* _Work required_: Transcribe exactly the line containing "Istio requires the" and the remaining lines of the listing below, through the very last.

======== Data excerpts

PR #8, opened 2021-01-26
Rename port to match Istio naming conventions

nightscape:
Istio requires the service port to be named like `<protocol>[-<suffix>]`.
If possible, it would be good to rename it here to match this requirement.

### DIFF
--- a/templates/service.yaml
+++ b/templates/service.yaml
@@ -32,7 +32,7 @@ spec:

================

* _Completed task_:
Istio requires the service port to be named like `<protocol>[-<suffix>]`.
If possible, it would be good to rename it here to match this requirement.

### DIFF
--- a/templates/service.yaml
+++ b/templates/service.yaml
@@ -32,7 +32,7 @@ spec:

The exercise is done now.